PagerDuty (PD) is an alerting and monitoring service used by many of the largest companies in the world from Carnival Cruise lines to Cloudflare and Slack. PD connects to your favorite service providers (AWS, Oracle Cloud Infrastructure (OCI), GCP, Azure) or any other service that can invoke a webhook given to it when an alarm fires (for example). PD can take these sources of information, whether that be an alarm firing in Oracle Cloud or an application invoking a webhook due to it failing, and alert whoever is on-call through a variety of means necessary.
One of the best features of PD is that it can alert you in many more ways than just a simple email. Sometimes, if you want to be notified of an event that isn’t critical but nice to know, such as a server reaching 50% full on a disk, you can have PD send you an email with an alarm stating this, however, if you have a production server go down, PD can do much more. Inside PD, you can set up various services with different escalation policies depending on the service's severity or importance. If we return to the production server example, you can have any service that is deemed mission-critical under one grouping or "Service" in PD. If an alarm in Oracle Cloud Infrastructure says that this server is no longer reachable, PD can swing into action and begin alerting the engineer on-call. Again, this can be as simple as an email or as annoying (or useful) as SMS-ing their phone every 30 seconds, in-app push notifications every 10 seconds, and calling them every minute until they acknowledge the incident. PD even has methods to group many responders together, such as offering a place to put a slack channel on the incident, allowing all responders to join a specific Zoom call, or even providing a specific conference call number that can either be used to A) route to whoever is on-call at the moment or B) allow many responders to be on one phone call together to help engineer a solution.
PD’s integrations, possibilities, and usefulness are infinite, but what are some real examples of PD in action?
Let’s take on my admittedly novice use of the service to help me keep my services running. I am currently on PD’s free tier plan, which allows for unlimited API calls, 1 on-call schedule, 1 escalation policy, 100 SMS/phone credits per month, and a whole host of other perks for $0 per month for up to 5 users.
Currently, I have two groups in PD: one for critical infrastructure, such as the server hosting this website, and another for less-critical infrastructure, like my nextcloud instance or Plex Media Server instance. For all critical infrastructure, I have their alerts fire on the “high priority” setting, which immediately pushes the PD app on my phone, emails me, and if I don’t respond, repeats this process five times every two minutes until it finally tries to call me twice: once after 10 minutes and again 15 minutes after the incident was created. I then have it set to repeat this notification policy once more. For all other notifications that are not part of critical infrastructure, I have it follow the “low priority” notification setting, which emails me instantly, pushes my phone once every 5 minutes 4 times, and then ends. These notifications can be changed on a person-by-person basis in the notifications settings in the PD console.

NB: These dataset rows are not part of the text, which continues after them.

PR #1688, opened 2020-09-26
Fix Bug 1615565: Use prettier to format frontend code

abowler2:
This PR uses the [Prettier documentation](https://prettier.io/docs/en/install.html) along with the [previous work](https://github.com/mozilla/pontoon/compare/master...adngdb:prettier?expand=1) from @adngdb to add, configure, and run Prettier to format the frontend code.

Pending feedback and review on this I can add it to the CI as well as create a `make` command to make it easier to enforce the changes.


frontend/.prettierignore
```diff
@@ -0,0 +1,19 @@
+# dependencies
+/node_modules
```
abowler2, line 2: This file is a replication of the .gitignore file for the frontend as I was uncertain which files we might want to ignore, and felt this was a good representation.

jotes:
I don't modify the JS code lately, but I'm in favor of using an auto-formatter. The hanges look good for me :-)

 I can take a look later when the Makefile/Travis part is done, or help if there's any problem with that part.

mathjazz:
I like!

Let's add it to CI and add some make commands.

mathjazz (approved):
Excellent job!

PR #1690, opened 2020-09-28
Fix bug 1667765: Enable Sync button by default in production

mathjazz:
Sync button in Project Admin is not enabled by default on production instances (unlike in development instances), which is inconsistent with the [docs](https://mozilla-pontoon.readthedocs.io/en/latest/user/localizing-your-projects.html#adding-a-new-project-to-pontoon).


jotes (approved):
LGTM

PR #1692, opened 2020-10-01
Fix Bug 1666199 Unify download URL schema

anujpandey785:
1)Changed the url for translation memory (line 133)  in UserMenu.js file
2)Changed the url for translations (line 153)  in UserMenu.js file
3)Removed the parameters locale and slug passed in the url for
  downloading translation memory (line 59)  in pontoon/base/ urls.py
4)Modified the view download_translation_memory in pontoon/base/views.py
  to accept only 2 parameters i.e. request and filename and introduced a
  new variable vars to extract locale and slug using split function.
5)Changed the view name download in pontoon/base/views.py to translations
  (line 694) and changed the urls,name corresponding to it in
  pontoon/base/ urls.py (line 81)

### DIFF
--- a/pontoon/base/urls.py
+++ b/pontoon/base/urls.py
@@ -56,7 +56,7 @@ urlpatterns = [
     ),
     # Download translation memory
     url(
-        r"^translation-memory/(?P<filename>.+)\.tmx$",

These incidents are created when alarms set up in OCI begin firing. OCI has built-in PD integrations that allow seamless connectivity between OCI alarms and PD incidents. These alarms in OCI tend to monitor the VMs present through internal metrics like CPU usage, network activity, and instance state. Additional alarms are connected to health checks, which check the reachability of specific APIs and websites that I am hosting every 30 seconds. These alarms begin to fire once the health check fails 4 consecutive times, which signifies that the service has been down for 2 minutes. These alarms are all configurable in OCI, and the best part is that the method by which I created these alarms and their respective connections into PD are very similar across other IaaS providers like Azure, GCP, AWS, and even DO.
Finally, PD also has other wonderful perks that many other self-hosted uptime solutions, such as uptime karma, cannot do. Firstly, even on their free tier, PD offers zero maintenance windows ever. Now, that promise is very hard to keep, and considering the service is free on the free tier, there is no SLA. However, I am signed up for emails on PD’s status page, and they appear to have incidents about once a week; I have been using the service for about 2 years now and have never seen an incident where core infrastructure running their service is unavailable. Part of this is also due to the fact that they run several times the infrastructure needed to handle their load, as evident in this blog post. Additional features include integrations with git-based workflow tools such as Github, Gitlab, Bitbucket, and others, allowing responders to track recent changes to a specific repo in an incident’s details. Some other cool features also include the ability for PD to automatically group incidents together so that if one server running multiple services goes down, you won’t be hit with a flood of incidents all relating to that one server. PD’s automation allows them to intelligently understand which notifications may be related and group them so that responders can spend more time resolving the incident and less time acknowledging incidents in the PD dashboard. Finally, another helpful tool is the ability to look back on how engineers responded to the incident through the dashboard or chat with the ability to create post mortems inside the dashboard.
We have only just scratched the surface of what PD can do in hundreds of different situations. However, I hope that this overview has allowed you to understand PD and all that it has to offer.